### [Work to be completed]
In the listing below, how many lines contain the string "this"? Reply with the number alone.

_ _ _ _ _ _ _

PR #171, opened 2024-04-05
[chore] switch from `sleep 86400` to a tty service

matt-codecov:
instead of starting a container and running `sleep 86400` to keep it from shutting down, we can set `tty: true`

### Legal Boilerplate


giovanni-guidini (approved):
Today I learned.

Why is codecov considering this file as "covered" I wonder... shouldn't be in any tests report, should it?
[edit] I checked the UI and it's claiming indirect changes, not this file being changed.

_ _ _ _ _ _ _

### [Solution to the exercise]
2